The two World Records have certainly made an impact on the World Cup Swimming Series. Cameron pocketed $20 000 as Swimmer of the Meet. That is in addition to the $1500 he won in each of his wins, bringing his total Prize Money for the weekend to $23 000.
“I’m going to invest my money now,” Van den Burgh said after the race. “I think it would be a correct decision.”
“I was only 4th in the overall rank before this meet but now my results are somewhat higher.
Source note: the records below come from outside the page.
Issue #2015, opened 2026-08-05
Engine core slice 6: transport and tempo snapshots


lucaromagnoli:
Slice 6 of #1889.

Transport and tempo, as snapshots rather than as engine state.

- A native TempoMap: beats are the canonical domain, and the executor's sample clock is the one place a musical position becomes a sample position.
- Loop, count-in, click.
- The transport cursor currently arrives from the caller (`BlockInfo::timelineSample`). This slice replaces it with a tempo-snapshot cursor reading beats, published the way values are.
- Playhead jumps, and what an op is allowed to assume about continuity across one.

PR #2021, opened 2026-08-05
Native engine: the transport, in beats (#2015)

lucaromagnoli:
Slice 6 of #1889. BlockInfo::timelineSample is gone: an op is handed the stretch of timeline its block covers, in beats, and EngineSession takes a sample count rather than a cursor.

A native TempoMap bakes the tempo track into constant-tempo sections, so beats and seconds convert with a binary search and a multiply. A beat is a quarter note whatever the signature says; the signature groups beats into bars and says what the metronome ticks on. Consecutive tempo changes ramp, shaped by the same tension the model's curve lane stores and evaluated through the same maths, so a ramp is the curve the user drew rather than a second opinion about it.

The clock holds an anchor and derives the cursor from the samples since, so it cannot drift and a block cut in half lands exactly where the whole one would have. Where a callback covers two stretches of timeline it is cut at the wrap and rendered as two blocks, which is what keeps every op from having to know a loop can wrap mid-buffer. The loop catches a cursor that reaches its end and leaves alone one that was put down beyond it: a locate is honoured as asked.

Transport, loop, count-in and metronome are published the way values are, with a generation counter that makes the play request a request rather than a description. A tempo edit re-anchors on the beat and is not a jump; starting, locating and wrapping are, and what that licenses is re-deriving what came from the cursor, never resetting what came from time.

The metronome is summed after the plan rather than compiled into it: it is never recorded, never routed, and not the master fader's to attenuate.

### DIFF
--- a/magda/engine/transport/TempoMap.cpp
+++ b/magda/engine/transport/TempoMap.cpp
@@ -1,0 +1,293 @@
+#include "transport/TempoMap.hpp"
+
+#include <algorithm>
+#include <cmath>
+#include <cstring>
+#include <limits>
+
+#include "core/CurveMath.hpp"
+#include "core/TempoUtils.hpp"
+
+namespace magda::engine {
+namespace {
+
+/// Beats are compared, never accumulated, so this only has to absorb the error
+/// in one multiply. A tick computed a billionth of a beat early is on the beat.
+constexpr double kBeatEpsilon = 1.0e-9;
+
+/// How finely a tempo ramp is cut into constant-tempo sections. Four to the
+/// beat, capped, which is what the incumbent uses: at 120 bpm a section is
+/// 125 ms of a curve that is already smooth, and the cap keeps a ramp across a
+/// hundred bars from baking a hundred thousand sections nobody can hear.
+constexpr double kRampSectionsPerBeat = 4.0;
+constexpr double kMaxRampSections = 100.0;
+
+/// The last section has no end. It is given a length rather than an infinity so
+/// that its start time stays a finite number; nothing reads past it, because
+/// every lookup past the last section start resolves to it.
+constexpr double kTailBeats = 1.0e6;
+
+/// Where a ramp has got to, at a beat between two changes.
+///
+/// Evaluated through the model's own curve maths, so a tempo ramp is the curve
+/// the tempo lane draws rather than a second opinion about it.
+double rampedBpm(double beat, const TempoChange& from, const TempoChange& to) {
+    const auto span = to.startBeat - from.startBeat;
+    if (span <= 0.0)
+        return to.bpm;
+
+    const auto position = std::clamp((beat - from.startBeat) / span, 0.0, 1.0);
+    return static_cast<double>(
+        curvemath::evalSegment(static_cast<float>(from.bpm), static_cast<float>(to.bpm), 0.0f,
+                               from.tension, false, static_cast<float>(position)));
+}
+
+/// Bar length in beats. A beat is a quarter note, so a bar of x/y is x quarter
+/// notes scaled by what the denominator says a beat of the signature is worth.
+double barBeatsOf(int numerator, int denominator) {
+    return 4.0 * numerator / denominator;
+}
+
+/// The note value the metronome ticks on, in beats.
+double tickBeatsOf(int denominator) {
+    return 4.0 / denominator;
+}
+
+std::uint64_t mixInto(std::uint64_t hash, std::uint64_t value) {
+    // FNV-1a, as everywhere else in the engine that fingerprints a structure.
+    for (int byte = 0; byte < 8; ++byte) {
+        hash ^= (value >> (byte * 8)) & 0xff;
+        hash *= 1099511628211ULL;
+    }
+    return hash;
+}
+
+std::uint64_t mixDouble(std::uint64_t hash, double value) {
+    std::uint64_t bits = 0;
+    static_assert(sizeof(bits) == sizeof(value));
+    std::memcpy(&bits, &value, sizeof(bits));
+    return mixInto(hash, bits);
+}
+
+}  // namespace
+
+TempoMap::TempoMap() : TempoMap({}, {}) {}
+
+TempoMap::TempoMap(std::vector<TempoChange> tempos, std::vector<TimeSignatureChange> signatures) {
+    if (tempos.empty())
+        tempos.push_back({});
+    if (signatures.empty())
+        signatures.push_back({});
+
+    // Negative positions are clamped rather than refused: the timeline runs
+    // before beat zero (count-in does), but nothing there is editable, so a
+    // change that landed there is a change at the beginning.
+    for (auto& tempo : tempos) {
+        tempo.startBeat = std::max(0.0, tempo.startBeat);
+        tempo.bpm = clampBpm(tempo.bpm);
+        tempo.tension = std::clamp(tempo.tension, -1.0f, 1.0f);
+    }
+
+    for (auto& signature : signatures) {
+        signature.startBeat = std::max(0.0, signature.startBeat);
+        signature.numerator = clampTimeSignatureValue(signature.numerator);
+        signature.denominator = clampTimeSignatureValue(signature.denominator);
+    }
+
+    // Stable, so two changes at the same beat keep the order they arrived in:
+    // that pair is how a step is written, and which of them wins is the whole
+    // meaning of it.
+    std::stable_sort(tempos.begin(), tempos.end(),
+                     [](const auto& a, const auto& b) { return a.startBeat < b.startBeat; });
+    std::stable_sort(signatures.begin(), signatures.end(),
+                     [](const auto& a, const auto& b) { return a.startBeat < b.startBeat; });
+
+    // What precedes the first change is that change's own value, held. For the
+    // tempo that means an extra change at the beginning rather than moving the
+    // first one: moving it would drag the start of its ramp back with it.
+    if (tempos.front().startBeat > 0.0)
+        tempos.insert(tempos.begin(), TempoChange{0.0, tempos.front().bpm, 0.0f});
+    signatures.front().startBeat = 0.0;
+
+    fingerprint_ = 14695981039346656037ULL;
+    fingerprint_ = mixInto(fingerprint_, tempos.size());
+    for (const auto& tempo : tempos) {
+        fingerprint_ = mixDouble(fingerprint_, tempo.startBeat);
+        fingerprint_ = mixDouble(fingerprint_, tempo.bpm);
+        fingerprint_ = mixDouble(fingerprint_, tempo.tension);
+    }
+
+    fingerprint_ = mixInto(fingerprint_, signatures.size());
+    for (const auto& signature : signatures) {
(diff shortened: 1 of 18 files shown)


magda/engine/transport/TransportState.hpp
```diff
@@ -0,0 +1,91 @@
...
+ * clock applies a snapshot whose generation it has not seen and ignores the
+ * position in every other one, so republishing the same transport because the
+ * tempo changed does not drag the cursor back to where playback started.
+ * Whoever publishes bumps it for every play, stop and locate, and for nothing
+ * else.
+ */
+struct TransportRequest {
+    std::uint64_t generation = 0;
+    bool playing = false;
+    double positionBeat = 0.0;
```
lucaromagnoli, line 83: Stop-in-place is not expressible, and it is the most common transport action there is. Every new generation anchors to positionBeat, so a stop request must echo a position the publisher read from positionBeats(), which is stale by up to a callback by the time the clock applies it: the cursor visibly steps back a few milliseconds on every stop, and the position delta also breaks continuity, so sources re-derive for a jump nobody made. Suggest letting the request say keep the cursor where it is: a NaN sentinel or a bool alongside positionBeat, applied as playing-state change only, no re-anchor, no continuity break. The locate-while-stopped and stop-and-return cases keep the current shape; it is only stop-where-you-are that needs to not be a round trip through a stale read.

I know one thing very well - don't stop at the top,” he added.
The series winner goes home with $100 000, 2nd with $50 000 and third with $30 000. With two more legs to go of the World Cup Series (Stockholm 11 and 12 Nov and Berlin 15/16 Nov), Cameron is in with a very real shout at a spot in the top three, if not an overall Series win.
Going into the Moscow Leg he was lying 4th on the Rankings with a total of 50 points. His two victories and the two World Records over the weekend see him add another 65 points catapulting Cameron to the top of the Rankings with 115 points.
Australia’s Christian Sprenger has lost his top spot and now lies second with 85 points; Robert Hurley (Aus) is third on 81 points with Matt Jaukowic (Aus) in 4th on 77 points.
Only the best race of the meet per swimmer gets maximum points (25), no matter how many races swam by the individual. Cameron leapfrogged to the top of the rankings courtesy of the 40 bonus points he was awarded for two World Records.